Search the entries below for the word "selectedOption" and copy each line that has it.
[DATA FOR THIS TASK Boundary: Start]
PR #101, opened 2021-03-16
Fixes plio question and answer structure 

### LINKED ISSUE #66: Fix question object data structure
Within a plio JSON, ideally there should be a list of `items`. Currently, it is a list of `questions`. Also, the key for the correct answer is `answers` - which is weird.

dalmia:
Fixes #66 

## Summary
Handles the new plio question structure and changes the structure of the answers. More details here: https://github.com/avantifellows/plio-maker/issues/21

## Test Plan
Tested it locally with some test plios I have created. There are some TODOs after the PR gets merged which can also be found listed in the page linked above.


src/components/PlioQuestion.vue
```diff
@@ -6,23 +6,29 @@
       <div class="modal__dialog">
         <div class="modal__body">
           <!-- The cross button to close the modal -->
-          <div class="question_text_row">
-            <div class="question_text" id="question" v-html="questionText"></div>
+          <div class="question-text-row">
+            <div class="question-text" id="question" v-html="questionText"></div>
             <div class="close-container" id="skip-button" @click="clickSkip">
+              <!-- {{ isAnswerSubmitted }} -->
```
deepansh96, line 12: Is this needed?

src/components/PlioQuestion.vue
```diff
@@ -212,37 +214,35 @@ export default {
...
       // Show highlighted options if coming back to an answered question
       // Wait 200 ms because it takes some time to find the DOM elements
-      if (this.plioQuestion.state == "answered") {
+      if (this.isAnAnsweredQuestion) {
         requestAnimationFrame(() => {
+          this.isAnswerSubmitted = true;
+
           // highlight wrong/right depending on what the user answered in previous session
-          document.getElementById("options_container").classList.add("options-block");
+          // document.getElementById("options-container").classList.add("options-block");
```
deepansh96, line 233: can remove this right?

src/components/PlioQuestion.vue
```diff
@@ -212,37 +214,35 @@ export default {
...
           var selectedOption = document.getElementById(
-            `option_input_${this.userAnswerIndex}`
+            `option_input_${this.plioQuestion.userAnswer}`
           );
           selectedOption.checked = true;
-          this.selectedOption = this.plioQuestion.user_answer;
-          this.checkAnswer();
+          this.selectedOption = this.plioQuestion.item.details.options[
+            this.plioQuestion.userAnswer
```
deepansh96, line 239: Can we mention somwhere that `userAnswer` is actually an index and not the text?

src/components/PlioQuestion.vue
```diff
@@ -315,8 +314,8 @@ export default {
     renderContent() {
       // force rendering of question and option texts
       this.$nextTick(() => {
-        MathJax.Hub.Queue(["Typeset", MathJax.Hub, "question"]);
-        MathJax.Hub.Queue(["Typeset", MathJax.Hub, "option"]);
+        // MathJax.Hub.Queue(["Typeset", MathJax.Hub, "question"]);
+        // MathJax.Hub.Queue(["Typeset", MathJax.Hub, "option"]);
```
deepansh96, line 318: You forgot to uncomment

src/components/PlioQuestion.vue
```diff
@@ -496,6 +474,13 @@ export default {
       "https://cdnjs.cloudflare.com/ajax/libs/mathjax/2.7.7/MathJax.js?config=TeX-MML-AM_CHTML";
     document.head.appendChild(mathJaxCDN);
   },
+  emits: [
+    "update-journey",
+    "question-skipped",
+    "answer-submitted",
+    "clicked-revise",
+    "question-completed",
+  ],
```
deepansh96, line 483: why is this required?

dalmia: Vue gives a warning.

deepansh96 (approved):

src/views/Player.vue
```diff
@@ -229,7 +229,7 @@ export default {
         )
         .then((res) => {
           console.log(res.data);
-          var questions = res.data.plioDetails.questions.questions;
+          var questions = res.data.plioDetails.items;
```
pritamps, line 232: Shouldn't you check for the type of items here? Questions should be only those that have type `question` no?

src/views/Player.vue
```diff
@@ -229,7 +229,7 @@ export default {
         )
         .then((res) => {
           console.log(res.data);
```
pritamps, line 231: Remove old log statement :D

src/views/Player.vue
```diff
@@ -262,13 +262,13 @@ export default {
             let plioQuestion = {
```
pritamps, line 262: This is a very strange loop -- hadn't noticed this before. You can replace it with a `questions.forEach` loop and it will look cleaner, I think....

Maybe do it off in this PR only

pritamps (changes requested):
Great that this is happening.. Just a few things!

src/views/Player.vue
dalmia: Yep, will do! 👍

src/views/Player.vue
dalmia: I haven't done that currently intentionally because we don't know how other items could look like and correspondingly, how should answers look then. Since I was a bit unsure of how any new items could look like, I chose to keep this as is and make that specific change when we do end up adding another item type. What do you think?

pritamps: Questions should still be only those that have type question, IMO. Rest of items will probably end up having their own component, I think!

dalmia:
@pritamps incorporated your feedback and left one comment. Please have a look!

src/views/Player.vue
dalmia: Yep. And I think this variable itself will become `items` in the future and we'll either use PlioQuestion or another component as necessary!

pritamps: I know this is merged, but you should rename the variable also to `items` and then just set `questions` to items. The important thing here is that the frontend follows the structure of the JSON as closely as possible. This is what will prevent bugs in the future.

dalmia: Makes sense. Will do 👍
[DATA FOR THIS TASK Boundary: End]
EXPECTED ANSWER:
           var selectedOption = document.getElementById(
           selectedOption.checked = true;
-          this.selectedOption = this.plioQuestion.user_answer;
+          this.selectedOption = this.plioQuestion.item.details.options[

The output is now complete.